### Problem requirements
Beginning with the first line of the entries below, quote each line until you reach and include the line with "- Only contracts".
**** Given records
PR #385, opened 2022-11-30
implement x/feeshare

Reecepbcups:
This is the module to fulfill the % of fees going to dAPP developers. 

**v12 maybe?? **

Features:
- You can specify a separate withdraw address
- Only contracts you are an admin of can you register payouts for (opt in requirement for tax reasons)
- 50% of funds by default, governance can enable / change the % to any amount they like

Needs:
- testing + e2e
- better fee payout logic (ex: split the 50% fees between contracts which opted in to register for payout)
- Remove testing files "test_node.sh, test_fee.sh, cw_template.wasm, cw20_base.wasm"


scripts/protocgen.sh
```diff
@@ -26,7 +26,7 @@ cd ..
 buf generate
 
 # move proto files to the right places
-cp -r ./github.com/CosmosContracts/juno/x/* x/
+sudo cp -r ./github.com/CosmosContracts/juno/x/* x/
```
JakeHartnell, line 29: Feels weird... are we sure this is needed?

x/feeshare/README.md
```diff
@@ -0,0 +1,6 @@
+# fee-share
```
JakeHartnell, line 1: Would be nice to have a little more documentation for a custom module such as this. :heart:

Reecepbcups: Resolved -> https://github.com/CosmosContracts/juno/pull/385/commits/91d60e422c49c3567535df0460a3cc3f9e0a387f

GNaD13 (commented):
I think we still have some minor issue and not have proposal for change DeveloperShares yet. Can you check this?

x/feeshare/ante/ante.go
```diff
@@ -0,0 +1,119 @@
...
+// FeePayLogic takes the total fees and splits them based on the governance params
+// and the number of contracts we are executing on.
+// This returns the amount of fees each contract developer should get.
+// tested in ante_test.go
+func FeePayLogic(fees sdk.Coins, govPercent sdk.Dec, numPairs int) sdk.Coins {
+	var splitFees sdk.Coins
+	for _, c := range fees {
+		rewardAmount := govPercent.MulInt(c.Amount).QuoInt64(int64(numPairs)).RoundInt()
+		if !rewardAmount.IsZero() {
+			splitFees = append(splitFees, sdk.NewCoin(c.Denom, rewardAmount))
```
GNaD13, line 54: Should add check if c.Denom already have in splitFees. If so, should addition rewardAmount with the current amount of c.Denom in splitFees

Reecepbcups:
> I think we still have some minor issue and not have proposal for change DeveloperShares yet. Can you check this?

@GNaD13 It is the the params, so `junod tx gov submit-proposal param-change` would do

x/feeshare/ante/ante.go
Reecepbcups: https://github.com/CosmosContracts/juno/pull/385/commits/69087122eabfdfb534edbe651207cc4078298418

faddat:
I am now feeling lgtmification here.

Makefile
```diff
@@ -17,6 +17,7 @@ LEDGER_ENABLED ?= true
 SDK_PACK := $(shell go list -m github.com/cosmos/cosmos-sdk | sed  's/ /\@/g')
 TM_VERSION := $(shell go list -m github.com/tendermint/tendermint | sed 's:.* ::') # grab everything after the space in "github.com/tendermint/tendermint v0.34.7"
 DOCKER := $(shell which docker)
+DOCKER_BUF := $(DOCKER) run --rm -v $(CURDIR):/workspace --workdir /workspace bufbuild/buf:1.0.0-rc8
```
faddat, line 20: nice

faddat (approved):

app/modules.go
```diff
@@ -118,9 +121,10 @@ func appModules(
 		authzmodule.NewAppModule(appCodec, app.AuthzKeeper, app.AccountKeeper, app.BankKeeper, app.interfaceRegistry),
 		transfer.NewAppModule(app.TransferKeeper),
 		ica.NewAppModule(nil, &app.ICAHostKeeper),
+		tokenfactory.NewAppModule(app.TokenFactoryKeeper, app.AccountKeeper, app.BankKeeper),
+		feeshare.NewAppModule(app.FeeShareKeeper, app.AccountKeeper),
 		// this line is used by starport scaffolding # stargate/app/appModule
```
JakeHartnell, line 126:
```suggestion
```

Probably can kill this very old comment.

x/feeshare/README.md
```diff
@@ -0,0 +1,8 @@
...
+
+This module shares contract execution fees with the smart contract developers as passed in [Juno Prop 51](https://www.mintscan.io/juno/proposals/51)
+
+This module is a heavily modified fork of [evmos/x/revenue](https://github.com/evmos/evmos/tree/main/x/revenue)
```
JakeHartnell, line 5:
```suggestion
This module is a heavily modified fork of [evmos/x/revenue](https://github.com/evmos/evmos/tree/main/x/revenue).
```

x/feeshare/ante/ante_test.go
```diff
@@ -0,0 +1,109 @@
...
+}
+
+func TestAnteSuite(t *testing.T) {
+	suite.Run(t, new(AnteTestSuite))
+}
+
+func (suite *AnteTestSuite) TestFeeLogic() {
+
+	// We expect all to pass
+	feeCoins := sdk.NewCoins(sdk.NewCoin("ujuno", sdk.NewInt(500)))
```
JakeHartnell, line 23: Are there any tests for other denoms or fees payed in multiple tokens?

Reecepbcups: We only accept juno as payout per the ante (tax reasons alex brought up monday)

x/feeshare/keeper/msg_server.go
```diff
@@ -0,0 +1,226 @@
...
+	deployerAddr, err := sdk.AccAddressFromBech32(deployer)
+	if err != nil {
+		return nil, sdkerrors.Wrapf(sdkerrors.ErrInvalidAddress, "invalid deployer address %s", deployer)
+	}
+
+	info := k.wasmKeeper.GetContractInfo(ctx, contract)
+
+	if len(info.Admin) == 0 {
+		return nil, sdkerrors.Wrapf(sdkerrors.ErrUnauthorized, "contract %s has no admin set", contract)
+	}
```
********
### Written answer
PR #385, opened 2022-11-30
implement x/feeshare

Reecepbcups:
This is the module to fulfill the % of fees going to dAPP developers. 

**v12 maybe?? **

Features:
- You can specify a separate withdraw address
- Only contracts you are an admin of can you register payouts for (opt in requirement for tax reasons)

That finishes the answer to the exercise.